• _About this exercise_
Count the lines in the records that hold the string "limitation". Only the number should be given.

--

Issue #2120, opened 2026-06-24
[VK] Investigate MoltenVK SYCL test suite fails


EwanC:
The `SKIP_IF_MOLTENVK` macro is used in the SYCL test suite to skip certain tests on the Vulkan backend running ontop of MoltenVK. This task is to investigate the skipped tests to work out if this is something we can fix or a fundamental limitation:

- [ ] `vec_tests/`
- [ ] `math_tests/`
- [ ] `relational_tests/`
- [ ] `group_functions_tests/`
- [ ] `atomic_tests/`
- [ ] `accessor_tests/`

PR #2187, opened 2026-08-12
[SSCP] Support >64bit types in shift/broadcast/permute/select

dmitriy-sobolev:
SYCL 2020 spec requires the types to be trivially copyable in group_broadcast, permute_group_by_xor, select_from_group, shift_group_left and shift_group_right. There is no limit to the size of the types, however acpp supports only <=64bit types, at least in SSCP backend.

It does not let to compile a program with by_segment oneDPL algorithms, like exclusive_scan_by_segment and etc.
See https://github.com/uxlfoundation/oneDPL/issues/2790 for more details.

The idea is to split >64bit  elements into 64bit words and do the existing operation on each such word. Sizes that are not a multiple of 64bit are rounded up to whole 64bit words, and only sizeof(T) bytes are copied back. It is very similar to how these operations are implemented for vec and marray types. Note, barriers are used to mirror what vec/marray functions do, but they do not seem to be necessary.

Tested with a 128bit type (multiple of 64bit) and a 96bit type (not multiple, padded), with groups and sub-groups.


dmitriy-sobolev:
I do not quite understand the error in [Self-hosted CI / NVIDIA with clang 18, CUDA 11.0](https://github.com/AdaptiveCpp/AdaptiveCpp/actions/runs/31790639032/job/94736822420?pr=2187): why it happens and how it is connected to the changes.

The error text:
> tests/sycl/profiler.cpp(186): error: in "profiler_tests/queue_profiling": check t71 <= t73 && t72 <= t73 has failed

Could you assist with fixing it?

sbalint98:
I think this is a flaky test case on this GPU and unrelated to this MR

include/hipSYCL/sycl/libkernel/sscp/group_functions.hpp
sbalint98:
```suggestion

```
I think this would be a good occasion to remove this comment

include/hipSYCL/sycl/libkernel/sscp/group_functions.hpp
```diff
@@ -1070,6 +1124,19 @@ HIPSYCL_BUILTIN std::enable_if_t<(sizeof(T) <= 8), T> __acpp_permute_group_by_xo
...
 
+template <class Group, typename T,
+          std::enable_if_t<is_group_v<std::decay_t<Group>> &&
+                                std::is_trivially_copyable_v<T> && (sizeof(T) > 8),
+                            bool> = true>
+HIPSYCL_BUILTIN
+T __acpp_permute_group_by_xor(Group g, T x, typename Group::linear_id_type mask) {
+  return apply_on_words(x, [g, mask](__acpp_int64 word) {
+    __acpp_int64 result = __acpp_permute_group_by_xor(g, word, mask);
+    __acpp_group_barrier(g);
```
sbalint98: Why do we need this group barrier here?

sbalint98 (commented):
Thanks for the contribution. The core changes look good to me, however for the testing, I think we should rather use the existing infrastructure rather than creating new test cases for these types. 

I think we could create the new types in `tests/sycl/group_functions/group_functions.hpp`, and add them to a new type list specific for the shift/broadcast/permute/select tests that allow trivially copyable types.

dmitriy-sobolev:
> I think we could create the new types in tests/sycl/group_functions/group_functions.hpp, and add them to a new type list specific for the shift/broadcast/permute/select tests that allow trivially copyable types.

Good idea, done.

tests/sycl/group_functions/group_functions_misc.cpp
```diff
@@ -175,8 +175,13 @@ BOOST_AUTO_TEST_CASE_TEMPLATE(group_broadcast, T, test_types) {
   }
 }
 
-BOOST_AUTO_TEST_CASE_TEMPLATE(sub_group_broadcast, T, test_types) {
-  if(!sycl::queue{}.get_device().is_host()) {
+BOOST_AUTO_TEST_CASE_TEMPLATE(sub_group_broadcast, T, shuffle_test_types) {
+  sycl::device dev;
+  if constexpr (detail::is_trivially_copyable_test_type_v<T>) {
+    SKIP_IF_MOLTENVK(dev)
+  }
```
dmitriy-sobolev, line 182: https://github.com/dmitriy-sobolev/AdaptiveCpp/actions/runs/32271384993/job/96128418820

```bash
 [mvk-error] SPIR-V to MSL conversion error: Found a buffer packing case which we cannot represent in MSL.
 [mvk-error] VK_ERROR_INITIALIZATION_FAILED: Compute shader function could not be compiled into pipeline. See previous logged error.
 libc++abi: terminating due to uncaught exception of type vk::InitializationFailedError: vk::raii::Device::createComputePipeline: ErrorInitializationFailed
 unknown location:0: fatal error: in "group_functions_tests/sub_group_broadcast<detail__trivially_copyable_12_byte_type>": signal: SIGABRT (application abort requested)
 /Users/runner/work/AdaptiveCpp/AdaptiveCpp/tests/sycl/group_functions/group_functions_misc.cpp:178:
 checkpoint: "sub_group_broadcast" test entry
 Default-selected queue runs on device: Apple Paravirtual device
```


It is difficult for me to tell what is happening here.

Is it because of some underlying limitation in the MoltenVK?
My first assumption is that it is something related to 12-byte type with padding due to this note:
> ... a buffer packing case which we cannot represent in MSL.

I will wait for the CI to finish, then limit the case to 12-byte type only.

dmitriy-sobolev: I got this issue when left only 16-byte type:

--

• _Task output_
2